On the surface perhaps, but the beauty of Linux is that what you see is not
what you can get. There are plenty of cool UI paradigms available just an apt-
get away.

For example, I use Ubuntu, but I auto-hide the taskbar and use Gnome-Do to
access _everything_. Terminal is available via Guake drop down. Windows are
arranged in workspaces on the surfaces of a 3D rotating cube. Mouse is 100%
optional for controlling windows and OS. And if I wanted I could exchange all
that with a tiling WM like Xmonad or Awesome (though I find Compiz Grid +
Guake equally efficient).

Now, I haven't used Windows since my Win 7 eval copy expired last February, or
OS X since the last time I walked into an Apple Store, but I don't see that
their UI paradigms have shifted significantly at all.
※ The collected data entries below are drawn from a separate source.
PR #1336, opened 2019-11-18
Add tokio_utils

jgrund:
Add a new module, tokio_utils to the iml-util crate.

Within it, add three new fns to deal with incoming socket streams of
different types.

We should use these fns when we don't know which type of stream we will
be using at runtime.

### DIFF
--- a/iml-util/util.rs
+++ b/iml-util/util.rs
@@ -56,6 +56,76 @@ impl<A, B, C, D, E> Pick<A, B> for (A, B, C, D, E) {
     }
 }
 
+pub mod tokio_utils {
+    use futures::{future::Either, Stream, TryStreamExt};
+    use std::{
+        convert::TryFrom,
+        env, io,
+        os::unix::{io::FromRawFd, net::UnixListener as NetUnixListener},
+        pin::Pin,
+    };
+    use tokio::{
+        io::{AsyncRead, AsyncWrite},
+        net::{TcpListener, UnixListener},
+    };
+
+    pub trait Socket: AsyncRead + AsyncWrite + Send + 'static + Unpin {}
+    impl<T: AsyncRead + AsyncWrite + Send + 'static + Unpin> Socket for T {}
+
+    /// Given an environment variable that resolves to a port,
+    /// Return a stream containing `TcpStream`s that have been erased to
+    /// `AsyncRead` + `AsyncWrite` traits. This is useful when you won't know which stream
+    /// to choose at runtime
+    pub async fn get_tcp_stream(
+        port: String,
+    ) -> Result<impl Stream<Item = Result<Pin<Box<dyn Socket>>, io::Error>>, io::Error> {
+        let addr = format!("127.0.0.1:{}", port);
+
+        tracing::debug!("Listening over tcp port {}", port);
+
+        let s = TcpListener::bind(&addr)
+            .await?
+            .incoming()
+            .map_ok(|x| -> Pin<Box<dyn Socket>> { Box::pin(x) });
+
+        Ok(s)
+    }
+
+    /// Returns a stream containing `UnixStream`s that have been erased to
+    /// `AsyncRead` + `AsyncWrite` traits. This is useful when you won't know which stream
+    /// to choose at runtime
+    pub fn get_unix_stream(
+    ) -> Result<impl Stream<Item = Result<Pin<Box<dyn Socket>>, io::Error>>, io::Error> {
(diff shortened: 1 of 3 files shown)


johnsonw:
I was using `env::var("LISTEN_PID")` in my patch. Should I now do:
```
get_tcp_or_unix_listener("LISTEN_PID")
```
or should I use a different environment variable?

jgrund:
It should now be: `let listener = get_tcp_or_unix_listener("ACTION_RUNNER_PORT").await?;`

iml-util/util.rs
```diff
@@ -56,6 +56,76 @@ impl<A, B, C, D, E> Pick<A, B> for (A, B, C, D, E) {
...
+
+        Ok(s)
+    }
+
+    /// Returns a stream containing `UnixStream`s that have been erased to
+    /// `AsyncRead` + `AsyncWrite` traits. This is useful when you won't know which stream
+    /// to choose at runtime
+    pub fn get_unix_stream(
+    ) -> Result<impl Stream<Item = Result<Pin<Box<dyn Socket>>, io::Error>>, io::Error> {
+        let addr = unsafe { NetUnixListener::from_raw_fd(3) };
```
ip1981: 3 is a kind of magick number? I know that 0 is stdin, 1 is stdout, 2 is stderr.

iml-util/util.rs
```diff
@@ -56,6 +56,76 @@ impl<A, B, C, D, E> Pick<A, B> for (A, B, C, D, E) {
...
+
+        tracing::debug!("Listening over unix domain socket");
```
ip1981: Just a question: what is opening this unix socket? It must be a file somewhere?

jgrund: This is opened when we use as a systemd service with socket-activation. ex: 

https://github.com/whamcloud/integrated-manager-for-lustre/blob/master/iml-action-runner.socket

and

https://github.com/whamcloud/integrated-manager-for-lustre/blob/master/iml-action-runner.service

iml-util/util.rs
jgrund: yeah, pretty much. the service manager passes in the descriptors starting at 3 and going from there. Ref: https://www.freedesktop.org/software/systemd/man/sd_listen_fds.html#

ip1981: Maybe systemd passes some environment variables, where we can find explicit descriptor?

jgrund: Here's the environment variables for the .service:

```
[root@adm ~]# cat /proc/14470/environ
LANG=en_US.UTF-8PATH=/usr/local/sbin:/usr/local/bin:/usr/sbin:/usr/binLISTEN_PID=14470LISTEN_FDS=1RUST_LOG=infoREALTIME_PORT=8888VIEW_SERVER_PORT=8889WARP_DRIVE_PORT=8890MAILBOX_PORT=8891DEVICE_AGGREGATOR_PORT=8008HTTP_AGENT2_PORT=8003HTTP_AGENT2_PROXY_PASS=http://127.0.0.1:8003ALLOW_ANONYMOUS_READ=trueBUILD=IS_RELEASE=trueLOG_PATH=/var/log/chromaSERVER_HTTP_URL=https://adm.local:443SITE_ROOT=/usr/share/chroma-managerVERSION=5.1.0-1API_USER=apiAPI_KEY=9b2b11b0a2ded142322340e20df611f762545a93SOURCE_MAP_PATH=/usr/share/iml-manager/iml-gui/main.5b0746a778967e0af2e7.css.mapMAILBOX_PATH=/var/spool/iml/mailboxPROXY_HOST=127.0.0.1DB_HOST=DB_NAME=chromaDB_USER=chromaDB_PASSWORD=AMQP_BROKER_USER=chromaAMQP_BROKER_PASSWORD=chroma123AMQP_BROKER_VHOST=chromavhostAMQP_BROKER_HOST=localhostAMQP_BROKER_PORT=5672AMQP_BROKER_URL=amqp://chroma:chroma123@localhost:5672/chromavhost
```

Unfortunately I don't see anything explictly referencing fd 3.

jgrund: I think the closest thing to what you're looking for is this:

https://docs.rs/libsystemd-sys/0.2.2/libsystemd_sys/daemon/fn.sd_is_socket_unix.html

However, that will involve pulling in a dep and making an unsafe call each time the service is started.

Just to note, I haven't seen any issues directly relying on fd 3 for our socket activated services.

It's still basically the
same mouse-controlled window systems, perhaps with a few new bells and
whistles like desktop search, GPU-enhanced eye candy, and optimized
performance thrown in. But none of those change the usage paradigm as far as I
can tell.

Am I missing something?

------
recampbell
As per the announcement:
<http://fedoraproject.org/wiki/Fedora_14_announcement>

This is the first release to include official ec2 images. However, I'm having
trouble finding them, anyone know the ami?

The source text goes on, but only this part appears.